As a more accessible and less expensive alternative to genetically modified crops that encode RNAi, RNA pesticides are also being produced as sprays (non-PIPs). One of the first applications of RNA-based pesticide spray was to target the Colorado Potato Beetle, which damages potato, tomato, eggplant, and bell pepper plants throughout North America. Scientists targeted the PSMB5 gene, which, when silenced, results in the death of the beetle. The pesticide was also tested on other beetles, and it was found that only agricultural pest beetles were affected by the pesticide. Not only this, but when the pesticide was tested on other insects, such as ladybugs and honey bees, no effect was observed. The fact that RNAi pesticides are able to target only specific pests, are cost-effective, and can be produced on a large scale reflects very positively on their prospects in the future of agriculture. This means that RNA pesticides are not only accessible but also a promising long-term solution to address issues with traditional pesticides.

Despite their prospective benefits, there are reasonable doubts that critics have regarding RNA pesticides. One of the most significant of these concerns is the fact that the pesticides are marketed as a spray. Critics are concerned that if these pesticides are used as sprays, it is possible that they may spread across the agroecosystem (ecosystems that support the production of food), making the sprays hard to contain. This is a potential issue because some genes may be unintentionally silenced, meaning non-target species may be affected as well. If untargeted species are affected, the unintentional collapse of an ecosystem is possible. It is also a concern that pests will develop a resistance to the RNA-based pesticides, as they have with traditional pesticides and solutions. This ultimately means that vital organisms required for ecosystems to survive will die while only invasive species and pests remain.

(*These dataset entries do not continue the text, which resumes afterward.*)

PR #141, opened 2019-08-02
Add drone flight controller in Gazebo

shinjanxp:


examples/gazebo_iris/gazebo_quadcopter_plugin.cc
```diff
@@ -0,0 +1,391 @@
...
+    this->m_LastControllerUpdateTime = curTime;
+}
+/////////////////////////////////////////////////
+void
+GazeboQuadCopterPlugin::ResetPIDs()
+{
+    // Reset velocity PID for rotors
+    for (size_t i = 0; i < this->m_Rotors.size(); ++i) {
+        this->m_Rotors[i].m_Cmd = 0;
+    }
```
alexdewar: Another way to do this would be:
```c++
std::fill(m_Rotors.begin(), m_Rotors.end(), 0);
```

If you haven't come across the STL algorithms before, this is a good talk about them: https://www.youtube.com/watch?time_continue=1&v=2olsGf6JIkU (but don't feel obligated to watch it!)
They have a weird syntax but are really useful once you get past that.

examples/gazebo_iris/gazebo_quadcopter_plugin.cc
```diff
@@ -0,0 +1,391 @@
...
+{
+    MotorMixing(_dt);
+    // update velocity PID for rotors and apply force to joint
+    for (size_t i = 0; i < this->m_Rotors.size(); ++i) {
+        double velTarget = this->m_Rotors[i].m_Multiplier *
+                           this->m_Rotors[i].m_Cmd /
+                           this->m_Rotors[i].m_RotorVelocitySlowdownSim;
+        double vel = this->m_Rotors[i].m_Joint->GetVelocity(0);
+        double error = vel - velTarget;
+        double force = this->m_Rotors[i].m_Pid.Update(error, _dt);
```
alexdewar: These could all be ``const``.

examples/gazebo_iris/gazebo_quadcopter_plugin.hh
```diff
@@ -0,0 +1,153 @@
...
+ *
+ * Unless required by applicable law or agreed to in writing, software
+ * distributed under the License is distributed on an "AS IS" BASIS,
+ * WITHOUT WARRANTIES OR CONDITIONS OF ANY KIND, either express or implied.
+ * See the License for the specific language governing permissions and
+ * limitations under the License.
+ *
+*/
+#ifndef GAZEBO_PLUGINS_GazeboQuadCopterPlugin_HH_
+#define GAZEBO_PLUGINS_GazeboQuadCopterPlugin_HH_
```
alexdewar: I'd use a ``#pragma once`` instead here.

examples/gazebo_iris/gazebo_quadcopter_plugin.hh
```diff
@@ -0,0 +1,153 @@
...
+namespace gazebo {
+
+class GAZEBO_VISIBLE GazeboQuadCopterPlugin : public ModelPlugin
+{
+public:
+    /// \brief Constructor.
+    GazeboQuadCopterPlugin();
+
+    /// \brief Destructor.
+    ~GazeboQuadCopterPlugin();
```
alexdewar: As I think I said above, you can just omit the ctor and dtor if they don't do anything.

examples/gazebo_iris/bob_iris.cc
```diff
@@ -0,0 +1,69 @@
...
+{
+    /************************************Gazebo setup************/
+
+    // Create our node for publishing joystick values
+    gazebo::transport::NodePtr node = getGazeboNode();
+
+    /************************************Gazebo setup end************/
+    std::unique_ptr<Display> display;
+    std::unique_ptr<GazeboCameraInput> cam;
+    if(argc >= 3) { // Initialize gazebo camera if more than 2 arguements are provided (display switch and camera url)
```
alexdewar: What I'd probably do here is a switch block: if ``argc`` is 1, then there's no camera, if it's 3 then you can parse the args, otherwise you can print usage information

examples/gazebo_iris/iris_with_standoffs_demo/model.config
```diff
@@ -0,0 +1,44 @@
+<?xml version="1.0"?>
```
alexdewar: I guess we could drop this folder?

src/robots/gazebo_uav.cc
```diff
@@ -0,0 +1,65 @@
...
+namespace Robots {
+
+void GazeboQuadCopter::takeOff()
+{
+    m_Armed=true;
+    m_Thrust = 1;
+    sendCommand();
+    std::this_thread::sleep_for(500ms);
+    m_Thrust = 0.5;
+    sendCommand();
```
alexdewar: I'm worried there might be some race conditions going on here. If someone presses the button for take-off and then presses some other buttons at the same time then things could be in an inconsistent state. You can sort this with a mutex.

alexdewar:
@neworderofjamie I think the CI checks are failing because of some Gazebo issue on your machine. Did you uninstall it or something?

examples/gazebo_iris/gazebo_quadcopter_plugin.cc
```diff
@@ -0,0 +1,391 @@
...
+            rotor.m_Pid.SetIMin(param);
+
+            getSdfParam<double>(rotorSDF, "vel_cmd_max", param, rotor.m_Pid.GetCmdMax());
+            rotor.m_Pid.SetCmdMax(param);
+
+            getSdfParam<double>(rotorSDF, "vel_cmd_min", param, rotor.m_Pid.GetCmdMin());
+            rotor.m_Pid.SetCmdMin(param);
+
+            // set pid initial command
+            rotor.m_Pid.SetCmd(0);
```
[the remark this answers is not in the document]
shinjanxp: This just sets the initial PID error value to zero.

examples/gazebo_iris/gazebo_quadcopter_plugin.cc
```diff
@@ -0,0 +1,391 @@
...
+
+    if (!this->m_ImuSensor) {
+        gzerr << "imu_sensor [" << imuScopedName
+              << "] not found, abort GazeboQuadCopter plugin.\n"
+              << "\n";
+        return;
+    }
+
+    // Controller time control.
+    this->m_LastControllerUpdateTime = 0;
```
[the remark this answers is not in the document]
shinjanxp: Right. Overlooked `this` mess.

examples/gazebo_iris/gazebo_quadcopter_plugin.cc
```diff
@@ -0,0 +1,391 @@
...
+/////////////////////////////////////////////////
+void GazeboQuadCopterPlugin::OnUpdate()
+{
+  std::lock_guard<std::mutex> lock(this->m_Mutex);
+
+  gazebo::common::Time curTime = this->m_Model->GetWorld()->SimTime();
+
+    this->ApplyMotorForces((curTime -this->m_LastControllerUpdateTime).Double());  
+    this->m_LastControllerUpdateTime = curTime;
+}
```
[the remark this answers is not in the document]
shinjanxp: Thanks for the tip. I was actually a little lazy to do the formatting myself and the default C/C++ formatter didn't do anything.

examples/gazebo_iris/gazebo_quadcopter_plugin.cc
shinjanxp: Ok, but won't this set all the members to 0? I mean we only need to reset the `m_Cmd` member. I don't know how `std::fill` operates on objects.

examples/gazebo_iris/iris_with_standoffs_demo/model.config
shinjanxp: No. Both the folders `iris_with_standoffs` and `iris_with_standoffs_demo` are being used. I could try to consolidate them into one model directory.

examples/gazebo_iris/gazebo_quadcopter_plugin.cc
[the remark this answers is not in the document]
alexdewar: Ohh I see. Maybe you could tweak the comment to say that? The word command seems a bit confusing

examples/gazebo_iris/iris_with_standoffs_demo/model.config
alexdewar: Might make sense, unless they're really for different things. There is also a stray .tar.gz file in there.

shinjanxp: Removed the tar.gz. Will shift them into one folder and commit

examples/gazebo_iris/gazebo_quadcopter_plugin.cc
alexdewar: Oops, I misread it. Yes you're totally right, it wouldn't work. My bad.

examples/gazebo_iris/iris_with_standoffs_demo/model.config
alexdewar: :+1:

alexdewar:
@neworderofjamie ping?

I've also noticed that we now seem to be getting new ``-Wdeprecated-copy`` warnings, but they seem to do with code inside the Eigen headers, so I'm thinking we should just suppress them.

alexdewar:
Hi @shinjanxp. Are you happy with the code now?

alexdewar:
Hmm, it's looking like gcc can't find the same Gazebo header on my machine either... but it worked fine when I logged into my work machine and tried to build it, so it seems like it's only failing when Jenkins tries to build it. Any thoughts, @neworderofjamie ?

@shinjanxp I've just pushed a few commits to try to fix some of the CI warnings.

neworderofjamie:
Apologies, I think I may have muted this thread without reading why I was getting notified :blush: 

Not sure what's wrong with gazebo on my machine, libgazebo9-dev is installed and ``transport.hh`` is sitting in ``/usr/include/gazebo-9/gazebo/transport``

neworderofjamie:
How does cmake find gazebo? If it requires an environment variable, the only reliable solution is to set it via Jenkins (which I can sort out for you)

examples/gazebo_iris/gazebo_quadcopter_plugin.cc
```diff
@@ -0,0 +1,391 @@
...
+    this->m_YawPID.SetCmdMin(param);
+
+    this->m_RollPID.SetCmd(0);
+    this->m_PitchPID.SetCmd(0);
+    this->m_YawPID.SetCmd(0);
+    
+    char* logfile_location=std::getenv("LOG_FILE");
+    if(logfile_location!=NULL){
+        this->m_Logfile.open(logfile_location, std::ios_base::app);
+    }
```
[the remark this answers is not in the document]
shinjanxp: I'm having an issue with the `BOB_ASSERT` statement. I included `common/macros.h` but am getting the following error
```
/usr/bin/ld: BoB/modules/common/./libbob_common.a(macros.cc.o): relocation R_X86_64_32 against `.rodata.str1.1' can not be used when making a shared object; recompile with -fPIC
BoB/modules/common/./libbob_common.a: error adding symbols: Bad value
```
This is a gazebo plugin, so I don't think cmake is being able to include BoB robotics headers.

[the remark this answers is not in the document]
alexdewar: Ah yes. I think there's a ``GZ_ASSERT`` that you could use though?

alexdewar:
@neworderofjamie Gazebo usually tries a bunch of different tricks to find libraries, but you can usually also explicitly set the location with an env var, although unfortunately not in Gazebo's case.

I made another branch to debug this. I've printed out what CMake thinks the necessary include paths and libraries are and it looks totally normal:
```
gazebo include dirs: /usr/include/gazebo-9;/usr/include/sdformat-6.0;/usr/include/ignition/transport4;/usr/include/ignition/msgs1;/usr/include/ignition/fuel_tools1;/usr/include/x86_64-linux-gnu;/usr/lib/x86_64-linux-gnu/libzip/include;/usr/include/ignition/common1;/usr/include/ignition/math4;/usr/include/uuid;/usr/include/glib-2.0;/usr/lib/x86_64-linux-gnu/glib-2.0/include;/usr/include/x86_64-linux-gnu
gazebo library flags: gazebo_transport;gazebo_physics;gazebo_sensors;gazebo_rendering;gazebo_gui;gazebo_client;gazebo_msgs;gazebo_common;gazebo;boost_thread;boost_signals;boost_system;boost_filesystem;boost_program_options;boost_regex;boost_iostreams;boost_date_time;boost_chrono;boost_atomic;pthread;sdformat;tbb;atomic;ignition-transport4;uuid;ignition-msgs1;protobuf;pthread;ignition-math4;ignition-fuel_tools1
```

This is really weird.

src/robots/gazebo_uav.cc
shinjanxp: Put in a mutex on the takeoff and land functions. There's also an atomic_bool variable `is_Armed` that is checked in all the flight control functions

shinjanxp:
I think all the revisions are done from my end.

examples/gazebo_iris/bob_iris.cc
```diff
@@ -0,0 +1,75 @@
...
+            if(strcmp(argv[1], "-p") == 0) {
+                std::cout << "Using panoramic camera.\n";
+                cam = std::make_unique<GazeboCameraInput>(node, argv[2], true);
+                display = std::make_unique<Display>(*cam, cv::Size(640,320)); //unwrap resolution needs to be supplied
+            }
+            // else if(strcmp(argv[1], "-s") == 0){
+            //     std::cout << "Using simple camera.\n";
+            //     cam = std::make_unique<GazeboCameraInput>(node, argv[2], false);
+            //     display = std::make_unique<Display>(*cam); //unwrap resolution needs to be supplied
+            // }
```
alexdewar: I guess we don't need this?

src/robots/gazebo_uav.cc
alexdewar: Looks good to me.

examples/gazebo_iris/bob_iris.cc
shinjanxp: Not really. I kept it in case we need to put a simple camera on the drone. Can be removed if there are no such plans.

alexdewar: Is there already a simple camera on the drone, i.e. one that came with the model? If so, then you could just uncomment this. Otherwise I'd just remove it.

shinjanxp: No there isn't a simple camera model on it. Will remove it then

alexdewar:
@shinjanxp I figured out why the build was breaking. ``gazebo_uav.cc`` was being built along with all the other bits in the ``robots`` module, even for examples which weren't using Gazebo, hence why it couldn't find the headers. So I moved it into the ``robots/gazebo`` module and also put the camera code and ``node.h`` in there while I was at it, so all the Gazebo stuff is in one place.

alexdewar:
I also renamed a couple of the gazebo examples for consistency.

There are many uncertainties concerning the possibility of RNA pesticides, especially due to their incredibly recent development. However, recent research has shown that many previously held concerns regarding RNAi pesticides may not be as significant as once believed. In fact, studies have shown that RNAi pesticides can degrade in soil and water in less than 24 hours, meaning their environmental risks are relatively low compared to traditional chemical pesticides. As research continues, scientists may be able to identify additional genes shared across multiple pest species, allowing RNAi pesticides to become more efficient and effective. Further advancements could also make RNAi pesticide production cheaper, which would in turn increase accessibility for farmers. As further developments are made in the field, RNAi pesticides may eventually reduce the agricultural industry’s dependence on traditional chemical pesticides altogether. While more research is still needed to fully understand their long-term ecological impacts and drawbacks, it is clear that RNA pesticides possess the remarkable potential to change the agriculture industry forever.